The alleged assailant was arrested at a homeless shelter on Monday, where he reportedly joked about the incident to police. “S–t happens. Haha. This is a s–tty situation. Haha,” he said, according to the Bronx ADA. The suspect was allegedly belligerent during the arraignment, claiming he was being “mistreated by the system,” then shouting insults at the presiding judge. But the suspect was freed without bail, because, as the Post reported, the charges against him were not eligible for bail under the state of New York’s bail reform laws, which disallowed cash bail to be set for a number of charges.

The suspect was released, but was then promptly arrested by Brooklyn detectives in connection with a hate crime that the suspect had allegedly committed in the Crown Heights neighborhood in September. The suspect allegedly assaulted a man and chased him down a street, shouting, “F***ing Jew, I’m going to kill you.” He then allegedly spat on the man’s chest and attempted to punch him, but missed, before he took off. He was charged with second-degree aggravated harassment as a hate crime, disorderly conduct, and two counts of menacing, including one as a hate crime. But again, he was released on a supervised basis because bail cannot be set on any of those charges, due to the state’s bail reform.

On top of the two recent assaults, the Post reported that the suspect has a history of over 20 arrests since 1999, including two in connection with other assaults in February. He was arrested on February 5 after he allegedly punched a Greyhound bus driver in the back of the head at the Port Authority Bus Terminal in Manhattan.
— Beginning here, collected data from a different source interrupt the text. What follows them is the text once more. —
PR #3849, opened 2018-02-15
Tests empty labels and honor

### LINKED ISSUE #3841: Empty labels being returned from PromQL
https://github.com/prometheus/alertmanager/issues/1240 shows empty labels somehow coming out of storage and into alerts. I've seen this previously myself also, but haven't narrowed it down. I suspect an issue on the ingestion path somewhere.

krasi-georgiev:
Fixes #3841 #3845

### DIFF
--- a/scrape/scrape_test.go
+++ b/scrape/scrape_test.go
@@ -660,42 +660,97 @@ func TestScrapeLoopRunCreatesStaleMarkersOnParseFailure(t *testing.T) {
 }
 
 func TestScrapeLoopAppend(t *testing.T) {
-	app := &collectResultAppender{}
 
-	sl := newScrapeLoop(context.Background(),
-		nil, nil, nil,
-		nopMutator,
-		nopMutator,
-		func() storage.Appender { return app },
-	)
-
-	now := time.Now()
-	_, _, err := sl.append([]byte("metric_a 1\nmetric_b NaN\n"), now)
-	if err != nil {
-		t.Fatalf("Unexpected append error: %s", err)
-	}
-
-	ingestedNaN := math.Float64bits(app.result[1].v)
-	if ingestedNaN != value.NormalNaN {
-		t.Fatalf("Appended NaN samples wasn't as expected. Wanted: %x Got: %x", value.NormalNaN, ingestedNaN)
-	}
-
-	// DeepEqual will report NaNs as being different, so replace with a different value.
-	app.result[1].v = 42
-	want := []sample{
+	tests := []struct {
+		title           string
+		honorLabels     bool
+		scrapeLabels    string
+		discoveryLabels []string
+		expLset         labels.Labels
+		expValue        float64
+	}{
 		{
-			metric: labels.FromStrings(model.MetricNameLabel, "metric_a"),
-			t:      timestamp.FromTime(now),
-			v:      1,
-		},
-		{
-			metric: labels.FromStrings(model.MetricNameLabel, "metric_b"),
-			t:      timestamp.FromTime(now),
-			v:      42,
+			// When "honor_labels" is not set
+			// label name collision is handler by adding a prefix.
+			title:           "Label name collision",
+			honorLabels:     false,
+			scrapeLabels:    `metric{n="1"} 0`,
+			discoveryLabels: []string{"n", "2"},
+			expLset:         labels.FromStrings("__name__", "metric", "exported_n", "1", "n", "2"),
+			expValue:        0,
+		}, {
+			// Labels with no value need to be removed as these should not be ingested.
+			title:           "Delete Empty labels",
+			honorLabels:     false,
+			scrapeLabels:    `metric{n=""} 0`,
+			discoveryLabels: nil,
+			expLset:         labels.FromStrings("__name__", "metric"),
+			expValue:        0,
+		}, {
+			// Honor Labels should ignore labels with the same name.
+			title:           "Honor Labels",
+			honorLabels:     true,
+			scrapeLabels:    `metric{n1="1" n2="2"} 0`,
+			discoveryLabels: []string{"n1", "0"},
+			expLset:         labels.FromStrings("__name__", "metric", "n1", "1", "n2", "2"),
+			expValue:        0,
+		}, {
+			title:           "Stale - NaN",
+			honorLabels:     false,
+			scrapeLabels:    `metric NaN`,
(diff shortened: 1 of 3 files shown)


scrape/scrape_test.go
```diff
@@ -1138,6 +1138,117 @@ func TestTargetScrapeScrapeNotFound(t *testing.T) {
...
+				},
+			},
+			Expected: []labels.Label{
+				{
+					Name:  "n",
+					Value: "v",
+				},
+			},
+		}, {
+			Title: "Delete When label name is empty",
```
brian-brazil: You also need to test that an empty scraped label overrides a target label when honor labels is set

krasi-georgiev: Just added this check as part of the `Honour Label` test.

krasi-georgiev:
If I make it broader isn't this more of an integration test? 

At the moment is seems that we have a mix of unit/integration tests , but might want to start thinking if we can separate these a bit. Especially if we would decide to start working with the CNCF CI.

krasi-georgiev:
My logic here is that we want to test the functionality of this `unit` - `mutateSampleLabels`

Also I find in the past that too broader test require refactoring on every code change which I am hoping it can be avoided by smaller unit tests.

I can add one more broader test , but would prefer if we keep this one as well.
Would also be also curious to see which one turns out to be more useful in the long run.

fabxc:
I tend to agree that this is probably fine to test as a unit test.
If the parser gets a unit test itself for the empty label stuff it should be fine.

scrape/scrape_test.go
```diff
@@ -1138,6 +1138,125 @@ func TestTargetScrapeScrapeNotFound(t *testing.T) {
...
+func TestMutateSampleLabels(t *testing.T) {
+
+	tests := []struct {
+		Title      string
+		ScrapePool *scrapePool
+		Input      struct {
+			Lset   labels.Labels
+			Target *Target
+		}
+		Expected labels.Labels
```
fabxc: No realt need to export all those.

scrape/scrape_test.go
```diff
@@ -1138,6 +1138,125 @@ func TestTargetScrapeScrapeNotFound(t *testing.T) {
...
+				Target: &Target{
+					labels: []labels.Label{
+						{
+							Name:  "n",
+							Value: "v0",
+						},
+						{
+							Name:  "n1",
+							Value: "v1",
+						},
```
fabxc: I'd inline those like `{Name: "n1", Value: "v1"}` so the lines don't bloat up as bad. I find it hard to read a single test unit otherwise.

brian-brazil:
> If I make it broader isn't this more of an integration test?

Integration tests involve running other binaries, which we're not doing here. I want a test for the feature that if a user specifies an empty scrape label with honor labels enabled that it will result in that label not being ingested, and this test does not fully do that.

What the parser does with empty labels is basically unspecified behaviour, so a unittest over there doesn't prevent someone from changing that behaviour, changing the unittest and breaking the actual feature we care about.

krasi-georgiev:
@brian-brazil yes that makes total sense we need to cover that. 
I added an additional test to make sure the parser doesn't strip empty labels with an additional comment to explain why we need this behaviour.
If you still think this is insufficient  can you give me an example of a possible scenario how this bug can be reintroduced.

brian-brazil:
> My main goal is to prevent reintroducing the bug , but keep the tests as simple as possible to avoid unnecessary refactoring.

This style of testing actually makes refactoring harder, as you need to rewrite the tests if the structure around mutateSamples changes. Just like other tests in this file I would like to test from scrape data all the way to appending, as that is what we really care about.

krasi-georgiev:
yep , you are right here. I refactored it and really happy how it turned out.

krasi-georgiev:
@fabxc I have refactored the TestScrapeLoopAppend to include e2e ingestion path.
This would make it more difficult to maintain and most likely would require more frequent refactoring, but if @brian-brazil thinks it is important I can back off on this one.

I am thinking that better names for the  tests case labels could be `scrapeLabels` , `discoveryLabels.` 
it shows the origin of the labels which makes the test a bit easy to understand.

scrape/scrape_test.go
```diff
@@ -660,42 +661,109 @@ func TestScrapeLoopRunCreatesStaleMarkersOnParseFailure(t *testing.T) {
...
+		expected        []string
+	}{
+		{
+			// When "honor_labels" is not set
+			// label name collision is handler by adding a prefix.
+			title:           "Label name collision",
+			honorLabels:     false,
+			scrapeLabels:    `metric{n="1"} 0`,
+			discoveryLabels: []string{"n", "2"},
+			expected:        []string{"metric", "0", "exported_n", "1", "n", "2"},
```
fabxc: Mh, so this encodes the metric name in the first entry, then a value in the 2nd and then label pairs in the subsequent one? Seems rather convoluted and I had to read the test code to check what the test case actually expresses.

Maybe split it up into dedicated fields?

fabxc:
Seems generally fine to me aside from that one comment.

scrape/scrape_test.go
krasi-georgiev: now when I see it changed it looks so logical and so simple , thanks for the :1st_place_medal:  comments

fabxc:
LGTM. @brian-brazil  for final approval

scrape/scrape_test.go
```diff
@@ -660,42 +660,100 @@ func TestScrapeLoopRunCreatesStaleMarkersOnParseFailure(t *testing.T) {
...
+		expected := []sample{
+			{
+				metric: test.expLset,
+				t:      timestamp.FromTime(now),
+				v:      test.expValue,
+			},
+		}
+
+		// The special case with the NaN is that we only check if the result reports that the value is NaN.
+		if math.Float64bits(app.result[0].v) > 0 {
```
brian-brazil: This seems more complicated than it needs to be. Why not check that the value for all cases matches what's expected, using math.Float64bits?

brian-brazil:
Can you squash down your changes?

scrape/scrape_test.go
krasi-georgiev: the updated version is much cleaner.

krasi-georgiev:
@brian-brazil ping

brian-brazil:
Thanks!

He was arraigned and released again in that case for the same reason — the charges were not eligible for cash bail. Then on February 22, the day after he reportedly committed the subway assault, he allegedly assaulted an employee with a screwdriver he took off a sales rack, and snatched a can of Mace from another employee at a hardware store in the Wakefield neighborhood. He was released on his own recognizance in that case as well.

The subway assault is also the latest in an alarming trend of crime in the NYC subway system, including the case of a 40-year-old woman who was pushed to her death in front of a subway train in January. The crime spike has since garnered the attention of NYC Mayor Eric Adams and the national media.